This is my smtp server


telnet smtp.broadband.rogers.com 25

220 smtp101.rog.mail.re2.yahoo.com ESMTP
ehlo localhost
250-smtp101.rog.mail.re2.yahoo.com
250-AUTH LOGIN PLAIN XYMCOOKIE
250-PIPELINING
250 8BITMIME
451 timeout (#4.4.3)


Connection to host lost.

__________________
I can connect with base 64


----------



## paulfrottawa (Feb 16, 2009)

*Solved*

I had to convert my isp's email account and password.

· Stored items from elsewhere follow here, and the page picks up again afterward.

PR #4094, opened 2026-09-13
fix(core): refuse OpenAPI response keys that are not status codes (GHSA-rw75-cc5p-q7c9, GHSA-4j53-7m38-656f)

melloware:
Fixes GHSA-rw75-cc5p-q7c9 and GHSA-4j53-7m38-656f. Both advisories are the same root cause at two sinks, and both suggest the same remedy, so they're fixed together.

## The problem

An OpenAPI Responses Object key reaches generated source in two **unquoted** positions. There is no quote to escape in either, so a non-numeric key is spliced in as live code rather than data:

```ts
status: <key>                 // TypeScript type    — fetch (default on) and axios
response.status === <key>     // runtime expression — axios empty-response normalization
```

- `2 || (globalThis.x = require('child_process').execSync('id'))` → executes when the generated operation's promise resolves.
- `number }; <statement>; type _ = { _z: number` → closes the type object early, so the remainder becomes a top-level statement that a **type-stripping** build (esbuild, Vite, tsx, swc, Babel) runs at **import time**.

The spec validator rejects such keys, but `input.unsafeDisableValidation` turns it off — which is what makes both reachable. Relying on the validator was the gap: the mock generator already guards the structurally identical sink with `assertSafeStatusCode`, **unconditionally**, for exactly this reason. The fetch/axios sinks and the shared helper never got an equivalent.

## The fix

One guard, applied at the emission points:

```ts
export const assertSafeResponseStatusKey = (key: string): string => {
  if (WILDCARD_STATUS_CODE_REGEX.test(key) || EXACT_STATUS_CODE_REGEX.test(key))
    return key;
  throw new Error(`orval: refusing to generate code for an OpenAPI response key that is not a status code (got "${key}"). …`);
};
```

- `getStatusCodeType` routes its fall-through through it. Because fetch and axios both go through that helper, this closes the **fetch type sink and the axios type sink together**.
- The axios `conditionFor` fall-through guards the **runtime condition**, which does not route through `getStatusCodeType`.

`default` is refused at the sink too: it is a valid spec key but not a valid status expression, and every caller already resolves it to `Exclude<HTTPStatusCodes, …>` before reaching a sink. The wildcard branch was already safe (it only ever interpolates `key[0]`, a digit, and regex-filtered exact statuses).

## Verification

- **No generated output changes.** Regenerating the whole `tests/` corpus produces a byte-identical tree — every key that is accepted was already emitted verbatim, so this is purely additive refusal.
- New `http-status.test.ts`: accepts every 3-digit code and `[1-5]XX` wildcard (including lowercase `2xx`); refuses both advisories' exact PoC payloads plus `default`, `abc`, `2000`, `20X`, `600`, `099`, `''`, `x-vendor`; and asserts the message names the offending key.
- End-to-end refusal tests at each sink: `@orval/axios` (`response.status === <key>`, using the advisory's `child_process` payload) and `@orval/fetch` (`status: <key>`, using the type-breakout payload).
- **Confirmed all three fail without the guard** — stashing it makes the core suite, the axios test, and the fetch test go red; all green once restored.
- Suites: core 2673, axios 28, fetch 22. Full `pr-checks` run locally: fmt, lint, lint:samples, lint:snapshots, typecheck, test:snapshots, `orval-tests build`.

> [!NOTE]
> `@orval/query` currently has 2 failing tests on `master` (`includeZodSchemaInArguments with a custom mutator`). I confirmed those are pre-existing by stashing this branch and running them on a clean tree — unrelated to this change, but CI will be red until they're addressed.

## Summary by CodeRabbit

* **Bug Fixes**
  * Improved validation of OpenAPI response status keys during Axios and Fetch client generation.
  * Invalid, non-standard, or potentially unsafe status keys are now rejected with a clear error instead of being included in generated code.
  * Valid exact status codes and wildcard ranges continue to be supported.
* **Security**
  * Prevented specially crafted response keys from being interpreted as executable code when specification validation is bypassed.


melloware:
Rebased onto `master` (551b940cb, post-#4090) and re-ran everything.

**Correction to the note I left earlier.** I'd said the two `@orval/query` failures (`includeZodSchemaInArguments with a custom mutator`) were pre-existing on master. That was true when I checked, but master has since gone green — and on the rebase they still failed, so they *were* being caused by this change. I was wrong to leave that note standing.

The cause was a fixture gap, not the guard being wrong:

```
Error: orval: refusing to generate code for an OpenAPI response key that is not
a status code (got "undefined").
  at getStatusCodeType (core/src/utils/http-status.ts:55)
  at generateRequestFunction (fetch/src/index.ts:486)
```

`ResReqTypesValue.key` is required and `getResReqTypes` always sets it, but that fixture reaches `GeneratorVerbOptions` through an `as unknown` cast, so omitting it type-checked. Before this PR the missing key was emitted as the literal `status: undefined`; now it is refused.

I checked whether a keyless entry can occur in production before touching the fixture — it cannot. Every entry comes from `getResReqTypes` (which sets `key` at each construction site) or from the synthesized fallback in `fetch/src/index.ts`, which sets `key: 'default'`. So the fixture now sets `key: '200'` rather than the guard being loosened.

Full run on the rebased branch: all package suites green (query back to 231/231), snapshots green, fmt / lint / lint:samples / lint:snapshots / typecheck / `orval-tests build` all clean, and regenerating the `tests/` corpus still produces no drift.

PR #4104, opened 2026-09-14
fix(mock): emit Blob for binary faker mocks (#4062)

### LINKED ISSUE #4062: Faker mock is annotated `Blob` but returns `ArrayBuffer`
### Description

The generated faker mock for a `format: binary` schema is annotated with `Blob`, but returns an `ArrayBuffer`, leading to type errors. Details below.

Note that a variant of this bug was already reported in #3590 (Bug 3) and fixed in #3607, but that was only for "strict" mocks (`required`+`nonNullable`). In the reproduction of the current bug, `required` and `nonNullable` are both unset.

### Output client

fetch

```ts

export default defineConfig({
    repro: {
        input: { target: './spec.json' },
        output: {
            mode: 'tags-split',
            target: 'gen',
            schemas: 'gen/model',
            client: 'fetch',
            mock: { generators: [{ type: 'faker', schemas: true }] }
        }
    }
});
```

### Environment

  System:
    OS: Windows 11 10.0.26200
    CPU: (32) x64 Intel(R) Core(TM) i9-14900K
    Memory: 39.39 GB / 63.77 GB
  npmPackages:
    orval: ^8.30.0 => 8.30.0

### Expected behavior

In my opinion, `Blob` is the correct type for a multipart form file, so the value of the mock should be a `Blob` as well. For example:
```cs
new Blob([new Uint8Array(faker.number.int({ min: 1, max: 64 }))])
```

Alternatively, it could stay `ArrayBuffer` for consistency with #3607, but then its type should be annotated as such.

### Actual behavior

The following code is generated:
```cs
// in gen/model/iFormFile.ts
export type IFormFile = Blob;

// in gen/model/index.faker.ts
export const getIFormFileMock = (): IFormFile => (new ArrayBuffer(faker.number.int({ min: 1, max: 64 })))
```

...leading to the following error:
```
error TS2740: Type 'ArrayBuffer' is missing the following properties from type 'Blob': size, type, arrayBuffer, bytes, and 2 more.
```

```json
{
  "openapi": "3.0.1",
  "info": { "title": "repro", "version": "1.0" },
  "paths": {},
  "components": {
    "schemas": { "IFormFile": { "type": "string", "format": "binary" } }
  }
}
```

### Additional context

The expected behavior can be forced by this workaround in orval.config.ts:
```ts
override: {
    mock: {
        format: {
            binary: () => new Blob([new Uint8Array(faker.number.int({ min: 1, max: 64 }))])
        }
    }
}
```

melloware:
Fixes #4062

### Problem

`format: binary` generates `Blob` in the model, but the faker mock emitted an `ArrayBuffer`:

```ts
export type IFormFile = Blob;
export const getIFormFileMock = (): IFormFile =>
  new ArrayBuffer(faker.number.int({ min: 1, max: 64 }));
// error TS2740: Type 'ArrayBuffer' is missing the following properties from type 'Blob'
```

#3607 handled this for strict mocks (`required` + `nonNullable`) by declaring `export type PhotoUploadMock = ArrayBuffer`, but that alias does not exist when the strict options are unset — the reporter's case. It also cannot help a binary **property** inside an object schema, in strict mode either, since the property type comes from the model:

http://base64-encoder-online.waraxe.us/

In my .mc I used the smart host that kept replying back and not the one rogers told me to use. witch was smtp.broadband.rogers.com to smtp-rog.mail.yahoo.com and enclosed it with brackets  [smtp-rog.mail.yahoo.com]. 

In my access file this was my setup. Using a different password of course.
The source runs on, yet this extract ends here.